To qualify for this type of surgery, you must have damage only in one area of your lung, not all over. Your treated lung can’t get any air from the lobe or lung that borders it. It must be airtight, or the surgery won’t work. You’ll have to get an imaging scan and other tests to be sure valve surgery will work for you. If not, you may still be able to get LVRS.

If you are a good candidate and decide to get these valves, the doctor will use a thin, flexible tube called a bronchoscope to position the valves in your affected lung. The valves are about the size of a pencil’s eraser. You’ll either be sedated or under general anesthesia during the procedure and you may stay in the hospital for a short time afterward.

Lung transplant. If your advanced COPD has so severely damaged your lung that it no longer works well, you may qualify for an organ transplant. This is major surgery to remove your diseased lung and replace it with a donated lung.

This is thought of as a last resort for advanced COPD treatment. Your doctor may recommend it if you have very severe COPD that’s getting worse even with treatment and you have at least one of the following:

  • You’ve had to go into the hospital to treat hypercapnia -- too much carbon dioxide in your blood from poor breathing.
  • You have pulmonary hypertension or an enlarged heart even though you’re on oxygen therapy.
  • You have emphysema throughout your lung.

You’ll also need to be healthy enough to qualify for a transplant. If you meet the requirements, you’ll go on the wait list of the National Organ Procurement and Transplantation Network. When a donated lung becomes available, you’ll have the lung transplant surgery done in a hospital while you’re under general anesthesia. Your surgeon will cut your chest open, replace the diseased lung with the donated one, reconnect the blood vessels going to that lung, and close up your chest.

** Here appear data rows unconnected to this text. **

PR #8374, opened 2024-10-06
Fix cursor events on screen lock/unlock

OkamiW:
After the scene graph refactor, node_at_coords no longer return the lock surface after the screen is locked, thereby cursor_rebase_all in handle_surface_map won't work.

This commit make node_at_coords return lock surface when locked.

I also found that the cursor would disappear after screen is unlocked, thereby adding a cursor_rebase_all in handle_unlock.

### DIFF
--- a/sway/lock.c
+++ b/sway/lock.c
@@ -59,12 +59,17 @@ static void refocus_output(struct sway_session_lock_output *output) {
 	}
 }
 
-static void handle_surface_map(struct wl_listener *listener, void *data) {
+static void update_focus(void *data) {
+	struct wl_listener *listener = data;
 	struct sway_session_lock_output *surf = wl_container_of(listener, surf, surface_map);
 	if (surf->lock->focused == NULL) {
 		focus_surface(surf->lock, surf->surface->surface);
 	}
 	cursor_rebase_all();
+}
+
+static void handle_surface_map(struct wl_listener *listener, void *data) {
+	wl_event_loop_add_idle(server.wl_event_loop, update_focus, listener);
 }
 
 static void handle_surface_destroy(struct wl_listener *listener, void *data) {
@@ -234,6 +239,7 @@ static void handle_unlock(struct wl_listener *listener, void *data) {
 		struct sway_output *output = root->outputs->items[i];
 		arrange_layers(output);
 	}
+	cursor_rebase_all();
 }
 
 static void handle_abandon(struct wl_listener *listener, void *data) {
--- a/sway/lock.c
+++ b/sway/lock.c
@@ -331,11 +331,31 @@ void sway_session_lock_add_output(struct sway_session_lock *lock,
 	}
 }
 
+struct is_lock_surface_data {
+	struct wlr_surface *surface;
+	bool is_lock_surface;
+};
+
+static void is_lock_surface(struct wlr_surface *surface, int sx, int sy, void *data) {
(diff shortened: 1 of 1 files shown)


sway/input/cursor.c
```diff
@@ -63,6 +63,11 @@ struct sway_node *node_at_coords(
 		}
 	}
 
+	if (server.session_lock.lock) {
+		*surface = server.session_lock.lock->focused;
```
emersion, line 67: `focused` represents the keyboard focus, but this codepath is about the pointer. Moreover, the surface-local coordinates `sx`/`sy` are left unset.

The session lock surfaces are added to `output->layers.session_lock`, so I wonder why this doesn't work?

cc @Nefsen402

kennylevinsen:
Hmm, this is a bit of an event ordering issue with `wlr_scene`.

The order of events here is:
1. Surface is committed
2. Surface role commit implementations are called
3. Surface role commit handlers call `wlr_surface_map`
4. Surface role map implementations are called
5. Map event fires
6. Commit event fires
7. Scene surface helper attaches new buffer to the surface

Dealing with this would require an "initial commit" sort of commit handler... :/

Nefsen402:
I've been pondering for a while if we should get rid of all the cursor rebase stuff and add some sort of callback or just go through with `wlr_scene_cursor` finally. Scene could implement cursor rebasing on its own and all these problems would go away similar to how we handled xwayland restacking.

kennylevinsen:
It could be useful, but there are some caveats.

One is that the effect of `cursor_rebase` is currently conditional on the ongoing seatop, with only the default seatop performing focus updates. It could also be argued that it's a bug that `cursor_rebase` doesn't also update keyboard focus when `focus_follows_mouse always` is set.

Another is that, even if scene have a helper, there should preferably still be a way for compositors to do things on their own.

OkamiW:
It seems that Labwc has a fix for the same problem: https://github.com/labwc/labwc/pull/1858
`wl_event_loop_add_idle` can be used here to delay the actual operations after the buffer has been attached.
This should be a proper fix for the issue.

OkamiW:
Gentle ping.

OkamiW:
Any update on this?

sway/lock.c
```diff
@@ -325,11 +332,26 @@ void sway_session_lock_add_output(struct sway_session_lock *lock,
...
+	return wlr_surface_has_subsurface(subsurface->parent, surface);
+}
+
 bool sway_session_lock_has_surface(struct sway_session_lock *lock,
 		struct wlr_surface *surface) {
 	struct sway_session_lock_output *lock_output;
 	wl_list_for_each(lock_output, &lock->outputs, link) {
-		if (lock_output->surface && lock_output->surface->surface == surface) {
+		if (lock_output->surface && (lock_output->surface->surface == surface
+					     || wlr_surface_has_subsurface(lock_output->surface->surface, surface))) {
```
emersion, line 354: This only handles one level of sub-surfaces. If we want to handle arbitrary nested sub-surfaces, we should use `wlr_surface_for_each_surface()`.

emersion:
In general the approach of delaying the focus updates are more of a workaround than a proper fix. However it's not clear what the proper fix could look like.

sway/lock.c
OkamiW: The code has been updated to use `wlr_surface_for_each_surface`.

The recovery will start in the hospital’s intensive care unit. You’ll then move to another part of the hospital for up to 3 weeks. You may need to do pulmonary rehabilitation, and you’ll need to take medication for the rest of your life so your body doesn’t reject your transplanted lung. Those medications make you more likely to get infections and over time raise your risk of cancer, diabetes, osteoporosis, and kidney problems. But they’re a key part of helping your lung transplant succeed. You’ll have a lot of check-ups to make sure your donated lung stays healthy and that your body accepts it.